▶ Exercise directions
Going through the records that follow, please count the lines with "reasoning" in them and give only the count.

· · ·

PR #1799, opened 2024-02-10
Define local types for @embroider/core, since we have no guarantees of the consuming test environment

NullVoxPopuli:
This will help with ESM conversion because when our packages type check, they don't (and can't) know if they're going to be used in a Jest or QUnit test environment (or maybe an environment without either of those global types).

The approach here is that we define only what we use for when we receive args, and globals are accessed on `globalThis`, which we can cast to _any_, because we can't know what's on there.

If we want to generate _all_ types for `@embroider/addon-dev` in #1766, we'll need to make sure no package that `@embroider/addon-dev` depends on (nor sub-packages) rely on globally provided types.

This has worked historically for us so far due to a global and single type-checking command with every set of types available at once (which is representative of how our packages can be used :sweat_smile: )

### DIFF
--- a/packages/core/src/messages.ts
+++ b/packages/core/src/messages.ts
@@ -35,6 +35,18 @@ export function warn(message: string, ...params: any[]) {
   }
 }
 
+/**
+ * This type is normally from QUnit as a global.
+ * But dependents on `@embroider/core` may not be testing with QUnit,
+ * so we can't rely on the global availability of the NestedHooks interface.
+ *
+ * Here, we define only what we use in a way that is compatible with QUnit's types.
+ */
+interface NestedHooks {
+  before: (callback: () => void | Promise<void>) => void;
+  after: (callback: () => void | Promise<void>) => void;
+}
+
 // for use in our test suites
 let hardFailMode = 0;
 export function throwOnWarnings(hooks?: NestedHooks) {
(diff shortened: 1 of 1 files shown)


packages/core/src/messages.ts
```diff
@@ -48,8 +60,14 @@ export function throwOnWarnings(hooks?: NestedHooks) {
     });
   } else {
     // Jest mode
-    beforeAll(() => hardFailMode++);
-    afterAll(() => hardFailMode--);
+    if ('beforeAll' in globalThis && 'afterAll' in globalThis) {
```
ef4: We don't want this guard, it should crash if we get here with `hook` undefined and no `globalThis.beforeAll`.

NullVoxPopuli:
this hasn't come up in a while. It might come up again if we ever convert anything to ESM, but I don't have any motivation to do so, so as a part of cleaning up my PRs so my [PR view](https://github.com/search?q=is%3Apr+author%3ANullVoxPopuli++is%3Aopen+-is%3Adraft++org%3Aember-learn++org%3Aembroider-build++org%3Aemberjs++org%3Aember-cli++org%3Aember-tooling+org%3Arelease-plan+org%3Amainmatter&type=pullrequests&s=updated&o=desc&p=10) is more focused on what I have energy for, I am not misled by things I'm not going to follow up with.

Issue #1949, opened 2016-05-04
Setting GAZEBO_PLUGIN_PATH overrides the compile-time default


osrf-migration:
**Original report ([archived issue](https://osrf-migration.github.io/gazebo-gh-pages/#!/osrf/gazebo/issues/1949)) by Louise Poubel (Bitbucket: [chapulina](https://bitbucket.org/%7B5cfa2075-477b-4ded-bdb9-8d2479544ec4%7D/), GitHub: [chapulina](https://github.com/chapulina)).**

----------------------------------------
By default, plugins shipped with Gazebo work without the need to set extra environment variables. For example, insert `Submarine (buoyant)` from the insert tab and it floats.

But when you want to use custom plugins and set the `GAZEBO_PLUGIN_PATH` environment variable, for example:

~~~
export GAZEBO_PLUGIN_PATH=`pwd`:$GAZEBO_PLUGIN_PATH
~~~

Then the default plugins stop working. Trying to insert the submarine now prints this message:

`[Err] [Plugin.hh:165] Failed to load plugin libBuoyancyPlugin.so: libBuoyancyPlugin.so: cannot open shared object file: No such file or directory`

This is because, if `GAZEBO_PLUGIN_PATH` is set, we ignore the compile-time path, in [SystemPaths::UpdatePluginPaths()](https://github.com/osrf/gazebo/blob/65e6ec31323b30b3e08b68656b75022a267c4ec7/gazebo/common/SystemPaths.cc#L251)

chapulina:
As a reference, on Ignition we don't let the environment variables prevent the official resources from being found / loaded. So setting `IGN_GAZEBO_RESOURCE_PATH` won't break any core usage, because we always lookup the install paths, and there's no need to source a setup file.

My suggestion to resolve this issue would be to do the same here. That is, always prepend the env var to the compile time paths, instead of overriding them. That would be done here:

https://github.com/osrf/gazebo/blob/17c693050d43c8348e2e64a149ac4f3e6bd93daa/gazebo/common/SystemPaths.cc#L199-L208

PR #3066, opened 2021-08-17
Add colcon.pkg with hook for setup.bash

scpeters:
This will cause gazebo's relocatable setup.bash script (recently added in #3061) to be sourced automatically when sourcing a colcon setup.bash script.

### DIFF
--- a/colcon.pkg
+++ b/colcon.pkg
@@ -1,0 +1,8 @@
+# Configuration file for colcon (https://colcon.readthedocs.io).
+#
+# Please see the doc for the details of the spec:
+#   - https://colcon.readthedocs.io/en/released/user/configuration.html#colcon-pkg-files
+
+{
+    "hooks": ["share/gazebo/setup.bash"]
+}


ivanpauno (approved):

j-rivero:
> This will cause gazebo's relocatable setup.bash script (recently added in #3061) to be sourced automatically when sourcing a colcon setup.bash script.

I have nothing against adding this file but have always seemed weird to me to host "non-core" build tools configurations inside an upstream package like Gazebo. In this case, given the "friendliness" of ROS and Gazebo I think it is fine to add the file but it is difficult to scale if the friends of Conda, vcpkg, or other build tool come to the repo and wanted to add custom files to support any particular behavior.

I think that colcon can handle this nicely by using meta. There is even a file for Gazebo (identical to this one) on it. https://github.com/colcon/colcon-metadata-repository/blob/master/Gazebo.meta

audrow (approved):

scpeters:
> > This will cause gazebo's relocatable setup.bash script (recently added in #3061) to be sourced automatically when sourcing a colcon setup.bash script.
> 
> I have nothing against adding this file but have always seemed weird to me to host "non-core" build tools configurations inside an upstream package like Gazebo. In this case, given the "friendliness" of ROS and Gazebo I think it is fine to add the file but it is difficult to scale if the friends of Conda, vcpkg, or other build tool come to the repo and wanted to add custom files to support any particular behavior.

that's a fair point, and I would consider this not an invitation to host any metadata, but since colcon is one of our supported build tools at Open Robotics, that it doesn't hurt to host the file

> I think that colcon can handle this nicely by using meta. There is even a file for Gazebo (identical to this one) on it. https://github.com/colcon/colcon-metadata-repository/blob/master/Gazebo.meta

ooh, that's a good point, though I've never configured that metadata repository before. I'll solicit a few more opinions before making a decision about merging

chapulina:
I lean towards the same opinion as @j-rivero , this is setting a precedent that's difficult to scale, and colcon provides a way of handling this without hardcoding the file into this repository.

Also note that this would be overriding this bit of logic which is meant to take the compile-time default paths unless the user explicitly sets the environment variables:

https://github.com/osrf/gazebo/blob/17c693050d43c8348e2e64a149ac4f3e6bd93daa/gazebo/common/SystemPaths.cc#L199-L208

More info on https://github.com/osrf/gazebo/issues/1949

scpeters:
> I lean towards the same opinion as @j-rivero , this is setting a precedent that's difficult to scale, and colcon provides a way of handling this without hardcoding the file into this repository.

understood

> Also note that this would be overriding this bit of logic which is meant to take the compile-time default paths unless the user explicitly sets the environment variables:

I understand that logic to be a backstop in case the users don't source the `setup.sh` file or create the needed environment variables. I don't see how automatically sourcing the file is a problem.

One other small point: I realized while working on #3061 that our compile-time default paths are not relocatable. If the installed files are relocated, then sourcing the new `setup.bash` is the only way to properly configure the paths. For now at least, the centrally hosted [colcon meta file](https://github.com/colcon/colcon-metadata-repository/blob/master/Gazebo.meta) adds a hook for `setup.sh`, which is not relocatable. It's not so easy to propose changing the meta file to use `setup.bash` though because there are so many released binaries of gazebo without `setup.bash`.

In the end, this pull request isn't necessary, so I'm leaning towards declining it since there isn't consensus.

PR #3069, opened 2021-08-20
Load both .so and .dylib plugins on macOS

### LINKED ISSUE #800: Plugin loading on OS X

scpeters:
As discussed in #800, macOS supports dynamic libraries with extensions `.so` and `.dylib`, but `gazebo::common::Plugin::Create` only loads `.dylib` files on macOS. This refactors that function to try loading both `.so` and `.dylib` files on macOS.

This will fix some test failures on macOS, since the test plugins are [created as `MODULE` libraries](https://github.com/osrf/gazebo/blob/gazebo11/test/plugins/CMakeLists.txt#L34) in cmake, which have extension `.so` on macOS.

* https://build.osrfoundation.org/job/gazebo-ci-gazebo11-homebrew-amd64/85/testReport/(root)/PluginTest/ModelExceptionConstructor/
* https://build.osrfoundation.org/job/gazebo-ci-gazebo11-homebrew-amd64/85/testReport/(root)/PluginTest/ModelExceptionInit/
* https://build.osrfoundation.org/job/gazebo-ci-gazebo11-homebrew-amd64/85/testReport/(root)/PluginTest/ModelExceptionLoad/

~~~
469: [0m[1;32m[0m[1;32m[0m[1;31m[Err] [Plugin.hh:178] [0m[1;31mFailed to load plugin [0m[1;31mlibExceptionModelPluginConstructor.dylib[0m[1;31m: [0m[1;31mdlopen(libExceptionModelPluginConstructor.dylib, 9): image not found[0m[1;31m
~~~

Fixes #800.


scpeters:
I'm not sure we have any plugin loading tests running on Windows. Someone should test this explicitly on Windows with plugins to ensure it doesn't break anything.

scpeters:
> I'm not sure we have any plugin loading tests running on Windows. Someone should test this explicitly on Windows with plugins to ensure it doesn't break anything.

I haven't seen any volunteers to test on windows, so I think we can proceed with code review and our CI results on Ubuntu and macOS. The diff is a little messy because code is moved around in the file, but it currently shows no changes to the windows `ifdef` block

j-rivero (approved):
Code changes and reasoning looks good to me. A part of looking a couple of improvements:
 * Stop messing with non portable path strings and boost::path and replace it all with std::filesystem::path (probably supported in all platforms since we are using c++17).
 * Report to the user all paths and filenames used to check for the plugin when the search fails.

They are probably out of the scope here anyway.

I don't see in the changes why Windows should fail.

scpeters:
> Code changes and reasoning looks good to me. A part of looking a couple of improvements:
> 
> * Stop messing with non portable path strings and boost::path and replace it all with std::filesystem::path (probably supported in all platforms since we are using c++17).

I agree that we could consider this, but as it seems like a nice-to-have, we can save it for another day

> * Report to the user all paths and filenames used to check for the plugin when the search fails.

 We currently check all the paths in `GAZEBO_PLUGIN_PATH` for the specified file. If no matching file is found in those paths, we try to `dlopen` the file without a path, which should search `LD_LIBRARY_PATH`. If no file is found, we print an error that looks like the following:

~~~
[Err] [Plugin.hh:212] Failed to load plugin libHydraPlugin.dylib: dlopen(libHydraPlugin.dylib, 9): image not found
~~~

I suppose we could add an extra message if the plugin was not found in `GAZEBO_PLUGIN_PATH` and that `LD_LIBRARY_PATH` is being searched instead

j-rivero:
> > *
> 
> We currently check all the paths in `GAZEBO_PLUGIN_PATH` for the specified file. If no matching file is found in those paths, we try to `dlopen` the file without a path, which should search `LD_LIBRARY_PATH`. If no file is found, we print an error that looks like the following:

Yep, I was thinking on an improved error message, something like:

```
[Err] [Plugin.hh:212] Failed to load plugin libHydraPlugin.dylib
[Err] [Plugin.hh:212]   - paths used to found the plugin in GAZEBO_PLUGIN_PATH: path1, path2, path3, ... 
[Err] [Plugin.hh:212]   - also tried to found it using LD_LIBRARY_PATH with the name of libHydraPlugin.dylib
[Err] [Plugin.hh:212]   - also tried to found the plugin with the name libHydraPlugin.so
```
Don't worry, it is work for a different PR.

scpeters:
> > > 
> > 
> > 
> > We currently check all the paths in `GAZEBO_PLUGIN_PATH` for the specified file. If no matching file is found in those paths, we try to `dlopen` the file without a path, which should search `LD_LIBRARY_PATH`. If no file is found, we print an error that looks like the following:
> 
> Yep, I was thinking on an improved error message, something like:
> 
> ```
> [Err] [Plugin.hh:212] Failed to load plugin libHydraPlugin.dylib
> [Err] [Plugin.hh:212]   - paths used to found the plugin in GAZEBO_PLUGIN_PATH: path1, path2, path3, ... 
> [Err] [Plugin.hh:212]   - also tried to found it using LD_LIBRARY_PATH with the name of libHydraPlugin.dylib
> [Err] [Plugin.hh:212]   - also tried to found the plugin with the name libHydraPlugin.so
> ```
> 
> Don't worry, it is work for a different PR.

ok, thanks then I'll go ahead and merge this as is

PR #3074, opened 2021-08-26
👩‍🌾 Remove bitbucket-pipelines

### LINKED ISSUE #203: Dependency on bitbucket-pipelines.yml should be removed
Several jobs rely on `bitbucket-pipelines.yml` to find out what Ubuntu distribution to use when running CI, for example:

https://github.com/ignition-tooling/release-tools/blob/8e8f5e4d2858de04643e666abd07772b156f98e6/jenkins-scripts/dsl/ignition.dsl#L241

Now that BitBucket is dead, we should get this information from somewhere else and remove those files from all projects.

chapulina:
Fixes https://github.com/ignition-tooling/release-tools/issues/203

This will make CI default to Bionic, so nothing would change.

Targeting `gazebo11` because the `gazebo9` branch doesn't have a `bitbucket-pipelines.yml` already.

---

https://github.com/osrf/buildfarmer/issues/224

### DIFF
--- a/bitbucket-pipelines.yml
+++ b/bitbucket-pipelines.yml
@@ -1,7 +1,0 @@
-image: ubuntu:bionic
-
-pipelines:
-  default:
-    - step:
-        script:
-          - apt-get update


chapulina:
The Ubuntu job, which was the one using this file, built fine.

j-rivero (approved):

PR #3076, opened 2021-08-30
Fix pkgconfig prefix with absolute CMAKE_INSTALL_LIBDIR

lopsided98:
#2879 introduced an assumption that `CMAKE_INSTALL_LIBDIR` is relative by concatenating it with `CMAKE_INSTALL_PREFIX`. Instead, this path should be formed using `CMAKE_INSTALL_FULL_LIBDIR`.

cc @Pro @scpeters


scpeters (approved):

scpeters:
thanks for the fix!

PR #3116, opened 2021-10-07
Always publish if flag is passed to Model::SetScale 

scpeters:
Currently `Model::SetScale` does nothing if the new scale is approximately equal to the current scale, even if the `_publish` flag is set to true. This change ensures that the scale is always published if the flag is set.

· · ·

▶ Reply to the exercise
2